RECORD SET:
=== Begin Enclosure ===
PR #321, opened 2020-08-10
Kick off 2.0-beta

mixonic:
Per https://github.com/Addepar/ember-table/issues/819 we're pursuing a 3.0 release for ember-table which drops IE11 support and Ember pre-2.8. As ember-table is likely the most active contributor of this library, I would also like to release a 2.0 of vertical collection dropping support for IE11 and Ember < 2.8.

This branch should kick that off.


mixonic:
Annoyingly although ember-table supports back to Ember 2.4 (back to 1.11 on master!) this library is only tested in Ember 3.x and does not pass on 2.x.

rwwagner90:
This seems fine so far. If we're dropping IE11, maybe we should also drop Ember 2.x?

mixonic:
Addepar relies on 2.x support both for ember-table and various internal component implementations. Ember-table itself is probably the single largest consumer of this library, and since we can't drop Ember 2.x from ember-table yet we should not drop it from here. In fact I would like to *add* it to the test suite.

Quickly brainstorming, the advantage to dropping 2.x afaict would be a more stable component manager API which may allow an implementation here to operate at a lower level, or at least at a low level on a stable, public API instead of intimate API. But we could probably also use those APIs progressively during a vertical-collection 2.x cycle and drop weight at 3.x.

apellerano-pw:
Is there any plans to integrate the horizontal-collection / virtual-collection pattern proposed in #269 into the next major release?

knownasilya:
I'd love to at least get a Ember 3 and IE11 release, since Ember still supports IE11.

rwwagner90:
I don't really know much about the internals of this repo, but happy to add anyone as maintainers if they want to help get this over the finish line!

mixonic:
In alignment with a proposal at https://github.com/Addepar/ember-table/issues/819#issuecomment-772814116, I've opened a PR at https://github.com/html-next/vertical-collection/pull/325 moving the minimum supported version of Ember for the 2.0 branch to 2.8.

mixonic:
@twokul and I discussed and we think the last item here is the `ember-raf-scheduler` dependency getting a bump.

twokul:
As per discussion, https://github.com/html-next/vertical-collection/pull/328. I believe after it is merged, we can safely merge this PR and proceed with the release of 2.0.

twokul (approved):

.travis.yml
```diff
@@ -22,34 +21,40 @@ env:
...
+    - 2.0-beta
     # npm version tags
     - /^v\d+\.\d+\.\d+/
 
 jobs:
-  fail_fast: true
+  fast_finish: true
   allow_failures:
     - env: EMBER_TRY_SCENARIO=ember-canary
+    - env: EMBER_TRY_SCENARIO=ember-lts-2.8
```
rwwagner90, line 32: Why are we using both Travis and GitHub Actions? Shouldn't we use just one or the other? My preference would be GitHub Actions.

tests/dummy/config/targets.js
```diff
@@ -6,13 +6,6 @@ const browsers = [
   'last 1 Safari versions'
 ];
 
-const isCI = !!process.env.CI;
-const isProduction = process.env.EMBER_ENV === 'production';
```
rwwagner90, line 10: Why remove this code?

rwwagner90 (changes requested):

.travis.yml
mixonic: Oh yeah this file should just get deleted. I thought I had already done it, but I've been bouncing around so many repos maybe I forgot.

tests/dummy/config/targets.js
mixonic: There is no need to build the dummy app with IE9 or any other legacy browser support for testing.

.travis.yml
twokul: Indeed. We use GH Actions as a "regular" CI and Travis to catch the possible issues with "floating" dependencies. I agree we should standardise on one; I would not consider it blocking 2.0. Open to discussing of course! 😄

tests/dummy/config/targets.js
twokul: I do not think it is used anymore? 🤔

rwwagner90: This just comes from ember-cli blueprints though, right? If so, I would like to keep as much in line with the blueprints as we can.

.travis.yml
rwwagner90: I think let's delete Travis for now and go with GH actions. I've got a floating dependencies job setup here if we want to copy that https://github.com/shipshapecode/ember-shepherd/blob/master/.github/workflows/main.yml#L25

twokul: https://github.com/html-next/vertical-collection/pull/329

tests/dummy/config/targets.js
twokul: I am a little confused. We do not want to support IE, afaik. If so, that makes sense to remove the code. Am I missing something? Otherwise, both `isCI` and `isProduction` will be unused 🤔

twokul: https://github.com/html-next/vertical-collection/pull/330

twokul: Deleting it breaks the tests. Sorry, I do not see a good reason to keep this code around. I am happy to follow up with any change later. I do not think we should block the release on this 😄

rwwagner90: @twokul can we please just keep it as it was before this PR? It matched the ember-cli blueprints before.

twokul: I do not understand the reasoning but I have reverted the change as you asked https://github.com/html-next/vertical-collection/pull/321/commits/b0d44dbf9e40d721507321ab124bb5f590947905

twokul: The tests won't pass since `ember-maybe-import-regenerator` is not a dependency anymore

rwwagner90: The reasoning is to match the blueprints for ease of future Ember updates and better diffs. I do not disagree with you that the code is not necessary, I just always want to strive to match the current blueprints in all cases, unless we have a reason to diverge.

.github/workflows/ci.yml
```diff
@@ -0,0 +1,77 @@
...
+
+  test-ember-try:
+    name: Run Tests
+    runs-on: ubuntu-18.04
+    strategy:
+      matrix:
+        ember-version:
+          [
+            # The test suite only support Ember 3.x
+            # ember-lts-2.8,
```
rwwagner90, line 45: Should we uncomment these, if we intend to support 2.8+?

twokul: Now that `.travis.yml` is removed, I think so 🤔

tests/dummy/config/targets.js
mixonic: @rwwagner90 we have a reason to diverge, IE11 is not supported. Right?

.github/workflows/ci.yml
mixonic: There is a comment right above them. The test suite doesn't run in Ember 2.x. The commented lines and comment above them explain that these are disabled due to that flaw.

We should get the tests to pass on 2.x, but I'm don't think we should block it since the CI suite today on master is busted generally.

rwwagner90: It looks like we need to set ember-compatibility-helpers to 1.2.1 https://github.com/pzuraq/ember-compatibility-helpers/issues/47

mixonic: This PR should not be blocked on fixing the 2.x test suite. I'm happy to entertain PRs against the beta or against master after this lands.

The code has copious coverage by ember-table's suite (which is running against 2.x) an against a massive codebase internally at Addepar. If is far more important that we get master into a functional state and get a release than it is to golf out the final legs of test suite repair.

tests/dummy/config/optional-features.json
```diff
@@ -1,3 +1,3 @@
 {
-  "jquery-integration": false
+  "jquery-integration": true
```
mixonic, line 2: Why would you *enable* jquery?

rwwagner90: It's required for Ember 2.x

rwwagner90 (approved):

package.json
```diff
@@ -1,6 +1,6 @@
 {
   "name": "@html-next/vertical-collection",
-  "version": "1.0.0",
+  "version": "2.0.0-0",
```
rwwagner90, line 3: Should we label this as a beta?

mixonic: This format of version number is commonly used by NPM packages to identify a pre-release. The published package on NPM is tagged `next`, which is basically equivalent to `beta` (only the `latest` tag on npm is for stable packages).

You prefer the `-beta` style versioning? Or were you referring to the npm tag?

mixonic:
I've integrated this into ember-table and into a large codebase. I think we're good to land it and cut 2.0!

package.json
rwwagner90: I'm just used to seeing `-beta` on betas.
=== End Enclosure ===
TASK: Of the entries above, repeat exactly the lines between the line with "twokul: Indeed. We" and the line with "twokul: I do not think it is used anymore? 🤔", inclusive, and no others.

SOLUTION TO THIS EXERCISE:
twokul: Indeed. We use GH Actions as a "regular" CI and Travis to catch the possible issues with "floating" dependencies. I agree we should standardise on one; I would not consider it blocking 2.0. Open to discussing of course! 😄

tests/dummy/config/targets.js
twokul: I do not think it is used anymore? 🤔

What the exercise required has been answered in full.